START Task data

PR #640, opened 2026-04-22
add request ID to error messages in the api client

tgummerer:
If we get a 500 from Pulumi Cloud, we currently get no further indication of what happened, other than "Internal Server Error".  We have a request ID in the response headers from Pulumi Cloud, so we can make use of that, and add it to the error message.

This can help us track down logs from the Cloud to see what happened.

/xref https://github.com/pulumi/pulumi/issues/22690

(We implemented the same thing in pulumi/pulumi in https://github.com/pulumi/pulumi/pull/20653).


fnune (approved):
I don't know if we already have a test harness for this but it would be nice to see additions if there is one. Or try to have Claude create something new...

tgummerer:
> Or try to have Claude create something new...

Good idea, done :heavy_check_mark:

END Task data
START Task data

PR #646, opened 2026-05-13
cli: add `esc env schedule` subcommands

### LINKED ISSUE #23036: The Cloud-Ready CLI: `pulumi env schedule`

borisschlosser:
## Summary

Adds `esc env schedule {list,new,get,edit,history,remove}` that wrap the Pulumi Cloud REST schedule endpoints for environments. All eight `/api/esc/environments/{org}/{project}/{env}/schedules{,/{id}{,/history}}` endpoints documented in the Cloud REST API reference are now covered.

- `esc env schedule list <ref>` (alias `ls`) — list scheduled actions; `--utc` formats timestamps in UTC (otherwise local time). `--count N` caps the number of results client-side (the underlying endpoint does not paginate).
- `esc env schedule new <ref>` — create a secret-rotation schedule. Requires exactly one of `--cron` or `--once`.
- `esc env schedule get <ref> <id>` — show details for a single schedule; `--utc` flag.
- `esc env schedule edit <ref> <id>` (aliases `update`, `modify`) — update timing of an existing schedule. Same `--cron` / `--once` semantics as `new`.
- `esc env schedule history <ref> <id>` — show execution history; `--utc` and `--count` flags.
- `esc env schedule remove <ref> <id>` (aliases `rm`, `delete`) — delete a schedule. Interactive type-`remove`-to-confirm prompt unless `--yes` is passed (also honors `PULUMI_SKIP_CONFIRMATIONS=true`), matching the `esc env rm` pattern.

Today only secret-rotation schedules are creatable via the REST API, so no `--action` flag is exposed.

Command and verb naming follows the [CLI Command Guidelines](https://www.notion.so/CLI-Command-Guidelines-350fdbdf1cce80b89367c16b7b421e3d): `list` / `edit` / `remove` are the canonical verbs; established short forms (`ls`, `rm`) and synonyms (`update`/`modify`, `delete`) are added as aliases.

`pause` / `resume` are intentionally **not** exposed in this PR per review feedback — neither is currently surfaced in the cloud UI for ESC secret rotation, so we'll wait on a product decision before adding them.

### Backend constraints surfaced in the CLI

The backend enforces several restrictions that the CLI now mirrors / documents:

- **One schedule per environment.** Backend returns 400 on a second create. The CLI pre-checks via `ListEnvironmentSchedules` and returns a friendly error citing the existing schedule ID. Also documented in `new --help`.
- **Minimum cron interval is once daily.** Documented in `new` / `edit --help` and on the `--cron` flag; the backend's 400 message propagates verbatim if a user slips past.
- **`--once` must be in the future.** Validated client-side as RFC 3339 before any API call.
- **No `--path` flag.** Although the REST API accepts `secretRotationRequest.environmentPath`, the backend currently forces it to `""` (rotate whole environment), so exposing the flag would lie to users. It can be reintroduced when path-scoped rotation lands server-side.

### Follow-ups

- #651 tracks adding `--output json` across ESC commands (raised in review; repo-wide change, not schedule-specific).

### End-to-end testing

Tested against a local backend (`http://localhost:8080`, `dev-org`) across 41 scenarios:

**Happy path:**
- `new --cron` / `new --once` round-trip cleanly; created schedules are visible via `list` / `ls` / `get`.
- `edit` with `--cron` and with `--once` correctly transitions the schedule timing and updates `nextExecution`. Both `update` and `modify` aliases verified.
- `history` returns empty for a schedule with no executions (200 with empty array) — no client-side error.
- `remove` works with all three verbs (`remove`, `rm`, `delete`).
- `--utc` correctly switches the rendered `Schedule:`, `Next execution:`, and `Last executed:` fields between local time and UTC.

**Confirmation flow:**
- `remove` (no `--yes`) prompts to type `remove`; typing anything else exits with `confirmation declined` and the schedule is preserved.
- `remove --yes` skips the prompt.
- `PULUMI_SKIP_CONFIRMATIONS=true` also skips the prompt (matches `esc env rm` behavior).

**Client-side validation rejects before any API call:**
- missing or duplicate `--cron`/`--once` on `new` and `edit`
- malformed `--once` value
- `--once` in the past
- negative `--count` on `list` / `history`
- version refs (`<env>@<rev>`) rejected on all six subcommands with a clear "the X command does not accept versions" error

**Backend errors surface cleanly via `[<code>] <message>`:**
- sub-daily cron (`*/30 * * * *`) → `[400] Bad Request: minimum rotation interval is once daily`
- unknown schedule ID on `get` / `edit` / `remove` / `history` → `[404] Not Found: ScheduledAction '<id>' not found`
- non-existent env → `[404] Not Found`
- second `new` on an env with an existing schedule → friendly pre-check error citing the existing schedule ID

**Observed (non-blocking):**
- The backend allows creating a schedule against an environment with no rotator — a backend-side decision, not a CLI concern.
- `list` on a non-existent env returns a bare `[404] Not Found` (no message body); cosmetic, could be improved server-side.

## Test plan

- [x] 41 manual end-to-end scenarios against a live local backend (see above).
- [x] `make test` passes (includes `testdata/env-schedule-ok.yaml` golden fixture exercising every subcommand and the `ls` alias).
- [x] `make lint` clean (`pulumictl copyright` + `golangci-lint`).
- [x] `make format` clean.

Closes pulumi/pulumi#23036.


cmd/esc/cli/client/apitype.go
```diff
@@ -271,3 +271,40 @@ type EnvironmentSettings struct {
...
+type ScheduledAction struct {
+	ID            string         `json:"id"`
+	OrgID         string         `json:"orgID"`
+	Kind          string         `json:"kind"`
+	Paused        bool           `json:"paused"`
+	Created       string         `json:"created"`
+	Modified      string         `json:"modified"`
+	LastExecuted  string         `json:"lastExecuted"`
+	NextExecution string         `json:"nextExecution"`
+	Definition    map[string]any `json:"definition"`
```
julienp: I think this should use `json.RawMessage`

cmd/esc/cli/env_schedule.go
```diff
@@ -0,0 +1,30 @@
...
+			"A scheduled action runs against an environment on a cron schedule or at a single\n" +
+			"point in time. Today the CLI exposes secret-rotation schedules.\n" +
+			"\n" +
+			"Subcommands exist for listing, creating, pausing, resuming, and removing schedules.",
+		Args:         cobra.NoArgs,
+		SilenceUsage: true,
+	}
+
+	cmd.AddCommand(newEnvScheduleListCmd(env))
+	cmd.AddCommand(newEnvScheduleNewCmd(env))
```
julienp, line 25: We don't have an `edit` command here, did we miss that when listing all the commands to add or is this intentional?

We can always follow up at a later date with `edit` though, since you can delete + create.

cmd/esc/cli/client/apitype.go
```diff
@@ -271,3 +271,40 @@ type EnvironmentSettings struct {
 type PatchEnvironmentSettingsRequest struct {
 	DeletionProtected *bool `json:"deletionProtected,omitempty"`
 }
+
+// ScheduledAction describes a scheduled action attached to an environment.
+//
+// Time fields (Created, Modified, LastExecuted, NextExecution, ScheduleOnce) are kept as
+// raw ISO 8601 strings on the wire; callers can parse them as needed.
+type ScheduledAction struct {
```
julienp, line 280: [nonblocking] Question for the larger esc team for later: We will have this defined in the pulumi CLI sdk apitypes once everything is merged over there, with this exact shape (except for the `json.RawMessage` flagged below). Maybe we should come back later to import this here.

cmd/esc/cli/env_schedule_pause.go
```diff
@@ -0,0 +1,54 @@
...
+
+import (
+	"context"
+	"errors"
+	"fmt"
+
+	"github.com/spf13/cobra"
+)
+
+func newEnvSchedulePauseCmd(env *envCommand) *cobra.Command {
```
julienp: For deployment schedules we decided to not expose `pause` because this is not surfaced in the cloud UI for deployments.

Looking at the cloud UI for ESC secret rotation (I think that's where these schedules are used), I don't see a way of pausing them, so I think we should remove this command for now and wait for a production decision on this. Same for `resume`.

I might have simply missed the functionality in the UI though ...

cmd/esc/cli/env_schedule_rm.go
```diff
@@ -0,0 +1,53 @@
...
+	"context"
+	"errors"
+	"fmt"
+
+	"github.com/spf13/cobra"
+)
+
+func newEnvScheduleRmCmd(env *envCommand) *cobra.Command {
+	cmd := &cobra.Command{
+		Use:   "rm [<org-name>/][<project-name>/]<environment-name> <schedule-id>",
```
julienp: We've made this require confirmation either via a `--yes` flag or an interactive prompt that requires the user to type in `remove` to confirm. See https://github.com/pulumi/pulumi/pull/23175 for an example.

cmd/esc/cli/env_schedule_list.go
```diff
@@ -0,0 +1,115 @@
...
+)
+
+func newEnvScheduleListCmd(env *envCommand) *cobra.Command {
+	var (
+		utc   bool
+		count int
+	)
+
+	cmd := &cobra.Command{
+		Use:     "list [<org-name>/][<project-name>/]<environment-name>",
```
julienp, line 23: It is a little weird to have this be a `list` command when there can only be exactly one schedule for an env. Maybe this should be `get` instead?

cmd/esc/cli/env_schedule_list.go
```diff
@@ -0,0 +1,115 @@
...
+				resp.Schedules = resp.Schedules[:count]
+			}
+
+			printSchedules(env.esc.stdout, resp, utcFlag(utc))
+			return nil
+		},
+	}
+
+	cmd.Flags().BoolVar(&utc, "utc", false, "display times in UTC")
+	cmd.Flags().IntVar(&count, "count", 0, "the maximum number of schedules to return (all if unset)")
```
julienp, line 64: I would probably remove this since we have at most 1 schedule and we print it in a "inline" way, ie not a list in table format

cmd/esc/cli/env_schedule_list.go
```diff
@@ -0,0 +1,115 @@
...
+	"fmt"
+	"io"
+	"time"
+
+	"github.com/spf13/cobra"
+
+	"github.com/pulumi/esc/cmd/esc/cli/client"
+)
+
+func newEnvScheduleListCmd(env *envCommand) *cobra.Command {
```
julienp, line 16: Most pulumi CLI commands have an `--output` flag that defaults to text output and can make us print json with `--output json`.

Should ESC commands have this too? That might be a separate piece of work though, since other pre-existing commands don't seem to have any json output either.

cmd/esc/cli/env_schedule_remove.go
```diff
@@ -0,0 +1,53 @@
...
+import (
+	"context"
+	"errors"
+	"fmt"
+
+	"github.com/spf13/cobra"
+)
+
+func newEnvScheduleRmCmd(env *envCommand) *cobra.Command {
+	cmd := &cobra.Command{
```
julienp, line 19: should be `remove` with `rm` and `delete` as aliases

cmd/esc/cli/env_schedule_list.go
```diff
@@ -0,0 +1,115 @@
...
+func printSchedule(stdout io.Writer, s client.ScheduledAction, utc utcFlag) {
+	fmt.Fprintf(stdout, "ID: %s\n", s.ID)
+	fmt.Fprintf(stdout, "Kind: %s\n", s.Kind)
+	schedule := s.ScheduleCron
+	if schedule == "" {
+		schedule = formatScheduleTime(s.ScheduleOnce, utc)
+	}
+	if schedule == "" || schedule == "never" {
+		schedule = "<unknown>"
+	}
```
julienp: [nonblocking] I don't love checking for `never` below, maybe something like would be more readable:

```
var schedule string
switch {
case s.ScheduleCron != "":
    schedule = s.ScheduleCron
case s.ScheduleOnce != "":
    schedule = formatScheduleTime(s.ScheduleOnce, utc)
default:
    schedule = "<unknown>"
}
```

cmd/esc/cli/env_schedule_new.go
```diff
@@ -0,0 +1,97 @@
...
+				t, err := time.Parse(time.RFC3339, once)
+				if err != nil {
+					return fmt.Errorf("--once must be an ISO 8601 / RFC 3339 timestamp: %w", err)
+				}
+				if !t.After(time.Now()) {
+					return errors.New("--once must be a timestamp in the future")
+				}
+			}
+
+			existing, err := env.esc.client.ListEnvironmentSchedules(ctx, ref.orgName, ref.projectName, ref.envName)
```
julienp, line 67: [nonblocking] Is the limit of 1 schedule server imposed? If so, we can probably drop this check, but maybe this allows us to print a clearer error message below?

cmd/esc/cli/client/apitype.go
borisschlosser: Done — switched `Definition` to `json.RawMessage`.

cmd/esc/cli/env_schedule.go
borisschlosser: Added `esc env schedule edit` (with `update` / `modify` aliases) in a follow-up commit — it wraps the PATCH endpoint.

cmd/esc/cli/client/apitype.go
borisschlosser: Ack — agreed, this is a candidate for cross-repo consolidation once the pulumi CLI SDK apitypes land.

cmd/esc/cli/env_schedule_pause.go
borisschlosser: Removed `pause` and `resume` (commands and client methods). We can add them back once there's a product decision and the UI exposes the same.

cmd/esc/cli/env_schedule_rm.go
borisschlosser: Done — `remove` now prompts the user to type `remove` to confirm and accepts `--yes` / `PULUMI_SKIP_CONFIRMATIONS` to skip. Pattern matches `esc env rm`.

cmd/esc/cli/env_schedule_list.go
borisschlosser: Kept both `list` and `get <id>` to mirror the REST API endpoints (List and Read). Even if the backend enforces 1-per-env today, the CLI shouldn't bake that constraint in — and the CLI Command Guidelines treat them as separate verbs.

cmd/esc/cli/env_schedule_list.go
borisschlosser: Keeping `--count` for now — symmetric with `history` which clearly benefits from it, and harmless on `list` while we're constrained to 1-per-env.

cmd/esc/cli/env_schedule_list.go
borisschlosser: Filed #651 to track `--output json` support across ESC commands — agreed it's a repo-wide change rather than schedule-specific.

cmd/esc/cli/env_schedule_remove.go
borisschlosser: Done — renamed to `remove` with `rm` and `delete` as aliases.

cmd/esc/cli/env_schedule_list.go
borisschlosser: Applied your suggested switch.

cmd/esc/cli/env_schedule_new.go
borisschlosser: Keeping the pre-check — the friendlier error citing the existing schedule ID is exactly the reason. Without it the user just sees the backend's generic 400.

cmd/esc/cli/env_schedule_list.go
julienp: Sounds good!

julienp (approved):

END Task data

» What to work on:
For the records above, state how many lines contain "output". Add nothing to the number.

» Result:
4